WORK INSTRUCTION: The records that follow should be retyped word for word.

DATASET EXTRACT:
▼▼▼
PR #4559, opened 2023-04-10
Add webhook certificate manager package to utils and use it for Featuregates controller

rajathagasthya:

This PR adds Certificate Manager which used to rotate certificates for a controller manager's webhooks. This in intended to replicate the functionality of certmanager for controllers who do not want to use an external dependency to manager self-signed certs.

TODO

- [ ] Tests
- [ ] Updated README

Fixes #

### Release note

```release-note

```


featuregates/controller/main.go
```diff
@@ -114,6 +136,40 @@ func main() {
 
 	//+kubebuilder:scaffold:builder
 
+	signalHanlder := ctrl.SetupSignalHandler()
```
codegold79, line 139: typo. Should be `signalHandler`

util/webhook/certs/certmanager.go
```diff
@@ -0,0 +1,265 @@
...
+	if !nextRotationTime.IsZero() && !nextRotationTime.Before(now) {
+		if !scheduledNextRotationTime.Equal(nextRotationTime) {
+			cm.opts.Logger.Info("Rescheduling next rotation", "nextRotationTime", nextRotationTime.String())
+			return nextRotationTime, nil
+		}
+	}
+
+	// Determine the rotation interval.
+	var rotationInterval time.Duration
+	if value := secret.Annotations[cm.opts.RotationIntervalAnnotationKey]; value != "" {
```
avi-08, line 109: If annotation value is empty, should we set nextRotationTime as now + defaultRotationInterval ?

packages/featuregates/bundle/config/values.yaml
```diff
@@ -1,6 +1,6 @@
 #@data/values
 ---
-namespace: tkg-system
+namespace: default
```
avi-08, line 3: IIUC, this change reflects our divergence from "TKG". In that case, should we have our own namespace, like "tanzu-runtime" maybe?

util/webhook/certs/README.md
avi-08, line 1: Nice doc 👍

packages/featuregates/bundle/config/values.yaml
rajathagasthya: I was just using this change to test locally. I should revert this. But it's not necessary to have our own namespace. We want product teams to define which namespace this should be installed in and set appropriate RBAC.

rajathagasthya:
Closing this in favor of a new PR against`feature/runtime-core`.

PR #310, opened 2015-11-01
Let's keep the spelling of colour consistent

gyroninja:
Just noticed that "colors" is used at one location in the regulations instead of "colours".


lgarron:
Closing per the last comment.

PR #323, opened 2016-02-10
Fix issue 315

Claster:
Clarify that a competitor may, not must, remove the object in Square-1 during inspection, and they can do it during the solve as well.


viroulep:
Hey @Claster,
FYI you can amend your last commit using `git commit --amend` to solve issues like adding swap files ;)
That way it doesn't even appear in the history.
▲▲▲
RESULT OF THE EXERCISE:
PR #4559, opened 2023-04-10
Add webhook certificate manager package to utils and use it for Featuregates controller

rajathagasthya:

This PR adds Certificate Manager which used to rotate certificates for a controller manager's webhooks. This in intended to replicate the functionality of certmanager for controllers who do not want to use an external dependency to manager self-signed certs.

TODO

- [ ] Tests
- [ ] Updated README

Fixes #

### Release note

```release-note

```


featuregates/controller/main.go
```diff
@@ -114,6 +136,40 @@ func main() {
 
 	//+kubebuilder:scaffold:builder
 
+	signalHanlder := ctrl.SetupSignalHandler()
```
codegold79, line 139: typo. Should be `signalHandler`

util/webhook/certs/certmanager.go
```diff
@@ -0,0 +1,265 @@
...
+	if !nextRotationTime.IsZero() && !nextRotationTime.Before(now) {
+		if !scheduledNextRotationTime.Equal(nextRotationTime) {
+			cm.opts.Logger.Info("Rescheduling next rotation", "nextRotationTime", nextRotationTime.String())
+			return nextRotationTime, nil
+		}
+	}
+
+	// Determine the rotation interval.
+	var rotationInterval time.Duration
+	if value := secret.Annotations[cm.opts.RotationIntervalAnnotationKey]; value != "" {
```
avi-08, line 109: If annotation value is empty, should we set nextRotationTime as now + defaultRotationInterval ?

packages/featuregates/bundle/config/values.yaml
```diff
@@ -1,6 +1,6 @@
 #@data/values
 ---
-namespace: tkg-system
+namespace: default
```
avi-08, line 3: IIUC, this change reflects our divergence from "TKG". In that case, should we have our own namespace, like "tanzu-runtime" maybe?

util/webhook/certs/README.md
avi-08, line 1: Nice doc 👍

packages/featuregates/bundle/config/values.yaml
rajathagasthya: I was just using this change to test locally. I should revert this. But it's not necessary to have our own namespace. We want product teams to define which namespace this should be installed in and set appropriate RBAC.

rajathagasthya:
Closing this in favor of a new PR against`feature/runtime-core`.

PR #310, opened 2015-11-01
Let's keep the spelling of colour consistent

gyroninja:
Just noticed that "colors" is used at one location in the regulations instead of "colours".


lgarron:
Closing per the last comment.

PR #323, opened 2016-02-10
Fix issue 315

Claster:
Clarify that a competitor may, not must, remove the object in Square-1 during inspection, and they can do it during the solve as well.


viroulep:
Hey @Claster,
FYI you can amend your last commit using `git commit --amend` to solve issues like adding swap files ;)
That way it doesn't even appear in the history.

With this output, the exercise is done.